There are two contradictory ways to look at the latest statistics on corporate insolvencies for England and Wales, which fell sharply during the first three months of the year for the fifth successive quarter. They either make a nonsense of the idea that an army of zombie companies threatens to undermine the economy's recovery, or confirm our worst fears.
There were just 3,619 compulsory and creditors' voluntary liquidations in England and Wales in the first three months of 2013. That was 5.3 per cent down on the final three months of 2012 and 15.8 per cent lower a year earlier.
The zombie argument is that banks have large numbers of overborrowed companies on their books that are continuing trading because interest rates remain at all-time lows and because lenders are reluctant to crystallise their losses on such businesses by calling in their debt. These zombies have no hope of recovery and are being kept alive because it suits the banks to do so. They're producing no growth of their own but they're also holding back healthier competitors that might otherwise be able to drive the economy forward.
If these zombies do exist, the figures suggest the banks are no closer to putting them out of their misery. It might equally be, however, that the idea of the zombie is a myth – that the fall in insolvencies reflects the recovery in corporate profitability rather than a conspiracy by the banks to massage their bad debt statistics.
I've spoken in the past 10 days to the chief executives of SME banking at two of the four big high-street banks. Both did not recognise the zombie picture. And both said it's a lot easier to call for ailing businesses to be put down than to actually do it. To which one might respond, 'they would say that wouldn't they?' But we should be fair to the banks. There is no hard evidence of the scale of the zombie problem.
On the other hand, many insolvency practitioners are convinced this is a huge issue that will have to be confronted as banks' balance sheets recover and they feel more comfortable about owning up to bad debts. R3, the trade body that represents such practitioners, claims there are 146,000 zombie businesses in the UK – and a third of them would fail immediately in the event of an interest rate rise.
There is certainly something curious about the insolvency figures. In the past 12 months, just 0.7 per cent of registered businesses in England and Wales were liquidated. The average annual liquidation rate over the past 25 years has been 1.2 per cent. How can corporate insolvencies be so far below trend when the economy as a whole has shown little or no growth?
The puzzle may be partly solved by the fact borrowers continue to enjoy interest rates at unprecedented lows. Still, the small number of liquidations has been a feature of the UK economy ever since the financial crisis .

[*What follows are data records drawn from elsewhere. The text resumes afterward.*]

PR #6062, opened 2021-02-03
WS-98 Fetch user data from API

ajrussellaudio:


identity/webapp/src/routes/api/get-user.ts
```diff
@@ -0,0 +1,12 @@
+import { RouteMiddleware } from '../../types/application';
+import { callRemoteApi } from '../../utility/api-caller';
+// This will communicate with the backend api to make the call on our behalf.
+
+export const getUser: RouteMiddleware = async (context) => {
+  const idNumber = context.state.user.profile.id.replace('auth0|p', '');
```
ajrussellaudio, line 6: This feels grotty. Is there a better way to get the user ID in a form that the API expects?

`context.state.user.profile.id` is something like `"auth0|p123456"` but the API only expects the `123456` numeric part.

identity/webapp/src/router.ts
```diff
@@ -38,18 +39,20 @@ export const router = new TypedRouter({
   logout: [TypedRouter.GET, '/logout', logoutAction],
   callback: [TypedRouter.GET, '/callback', authCallback],
 
-  // Proxy apis.
+  // Proxy apis - implemented
+  'create-user': [TypedRouter.POST, '/api/user/create', registerUser, 'RegisterUserSchema'],
+  'get-user': [TypedRouter.GET, '/api/users/:user_id', getUser],
```
ajrussellaudio, line 44: We're expecting the front end to query `/api/users/:user_id` here, but the front end doesn't know the `user_id`.

We also don't need the `user_id` to be part of the request here, as we can get it from the session.

Should we change this endpoint's URL? Something like `/api/users/me` or `/api/users/current`?

identity/webapp/src/frontend/hooks/useUserInfo.ts
```diff
@@ -0,0 +1,43 @@
...
+
+export function useUserInfo(): UserInfoQuery {
+  const [data, setData] = useState<UserInfo>();
+  const [isLoading, setIsLoading] = useState(true);
+  const [error, setError] = useState();
+
+  useEffect(() => {
+    const fetchUser = async () => {
+      await axios
+        .get<UserInfo>('/api/users/me')
```
ajrussellaudio, line 25: `me` in the URL should be a `user_id`, but the endpoint doesn't need one. See discussion above.

identity/webapp/src/routes/api/get-user.ts
robmarch2: I was thinking for this we could look at storing the `123456` somewhere on the session when we get a successful login response. That way we only have to do this once per session rather than each time we need it to call the API (which I think is every time we call the API from the account management app). Not quite sure what the best way of storing something in the session is, but I think the callback in the `Auth0Strategy` in `configure-auth0.ts` is probably the place to do it.

identity/webapp/src/router.ts
robmarch2: Yeah, I think something like `/api/users/me` is probably the right call here - there's no need to make the UI aware of what the user's ID is just for the sake of making the proxy API match the remote API exactly IMO

identity/webapp/src/routes/api/get-user.ts
ajrussellaudio: Great shout. Putting it in the `deserializeUser` method seems to work.

https://stackoverflow.com/questions/19313332/adding-extra-information-in-user-object-in-passport-js-or-somewhere-in-session

identity/webapp/src/router.ts
ajrussellaudio: Thinking more on this, we're right, but we'd need to leave the door open for an Admin to view a single user by their ID. So I've added a new `/api/users/me` endpoint here, and left `/api/users/:user_id` as it was before this PR.

robmarch2: I've been working on the assumption that the admin app was a separate application in this same repo, which means we don't need to worry about admin users here. We'll call the same remote API from both applications but the two applications don't need the same proxy APIs.

robmarch2 (approved):

PR #11356, opened 2024-10-30
If `getByUid` can't return a basic document, try `getById`

rcantin-w:
## What does this change?

If `getByUid` (for `getBasicDocument`) returns undefined, try `getById` with the same `graphQuery`. 

This causes pages like `pages/YDaP2BMAACUAT7DS` to not redirect to `[siteSection]/[uid]` and therefore renders them as 404, breaking many bookmarked pages.

## How to test

Run locally
Can you access the database page through http://localhost:3000/pages/YDaP2BMAACUAT7DS ?
Can you still render other pages by ID without any issues caused by the changes to `getById`? (e.g. http://localhost:3000/stories/XuNqyRIAACIArun9)

Any other scenario you can think of

Fixes many many broken bookmarked pages or pages that are linked to from their ID based URL.

Breaks something else?

### DIFF
--- a/content/webapp/services/prismic/fetch/index.ts
+++ b/content/webapp/services/prismic/fetch/index.ts
@@ -94,7 +94,8 @@ export function fetcher<Document extends prismic.PrismicDocument>(
   return {
     getById: async (
       { client }: GetServerSidePropsPrismicClient,
-      id: string
+      id: string,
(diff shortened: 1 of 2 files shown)


gestchild:
tested and works for me

gestchild (approved):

We won't know the scale of the zombie problem for several years yet – until bank finances are so improved that they have no incentive to hold back from calling in bad debts. If, at that stage, insolvency rates are much higher than they should be given the prevailing economic winds, we will know the banks have not been entirely truthful.

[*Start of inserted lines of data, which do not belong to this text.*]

PR #11357, opened 2024-10-30
Import correct `ContaineredLayout` for `CollectionVenue`

rcantin-w:
## What does this change?

[When we created `ContaineredLayout` and amended the imports to reference the correct one](https://github.com/wellcomecollection/wellcomecollection.org/pull/11267) (`ContaineredLayout` vs the default `Layout`), we didn't do it properly in this file. So it was rendering with `Layout` as it's the default.

[Related Slack convo](https://wellcome.slack.com/archives/CUA669WHH/p1729852658133759)

## How to test

http://localhost:3000/visit-us/opening-times
http://localhost:3000/visit-us/the-library

Looking gooood.

N/A


kenoir (approved):
🕺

Competition: Budding entrepreneurs offered the £10 challenge
Look out for the Tenner Competition, a new enterprise contest for young entrepreneurs just launched by Young Enterprise and backed by business folk including Innocent Smoothies founder Richard Reed and Moshi Monsters creator Michael Acton Smith.

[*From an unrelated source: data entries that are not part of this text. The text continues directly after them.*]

PR #11365, opened 2024-10-31
Redirect healing pavilion guides

rcantin-w:
## What does this change?
#11181 

Redirects Healing Pavilion exhibition guide to the new formats.
Once we redirect id -> uid, it will probably be ok to remove it as they have the same UIDs? To see then.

The organisation hopes 250,000 pupils in 330 schools across the UK will take part in the competition – each entrant gets a £10 loan from Tenner and then has to turn a profit by using the money to launch their own business.
The competition runs for the whole of May (but it's not too late to enter) with prizes awarded in three different age groups – 5 to 11, 11 to 14 and 15 to 19 – in June. There are gongs for the business ventures that net the largest profits but also for outstanding ideas and for projects judged to have had a strong social impact.
The money is a loan and if the venture is unsuccessful, Young Enterprise still expects to get £6 of its money back. But other than a ban on gambling, there are no rules about what sort of business young entrepreneurs may launch. You'll find more details at www.tenner.org.uk.
Small Business-Man of the Week: Tom Barnett, managing director, Switch Concepts
We founded Switch just over three years ago and we've gone from having no turnover at all to revenues that run into eight figures. We've also been entirely self-financing from the start and still have no debt. We have often talked about raising money, but we've always found a way to bootstrap our way through the challenges.
"Switch started out as a very pure internet advertising business, offering direct space to specialist clients in the eco sector – on the Friends of the Earth website, say. But we've evolved into a pioneer of real-time bidding: it's a huge new technology that sells the chance to advertise to an individual visitor to a website to the highest bidder. We sell the engine that enables that process to happen and also take a cut on the sales.
"We've capitalised on the global opportunities and exports now form a large part of our sales.
"In the past, I've tried a number of different business ideas, but none have really amounted to anything. This time I've found the right partners and the right idea at the right time. It's just clicked. My advice is just to keep trying. You've got to love your mistakes because that's how you learn."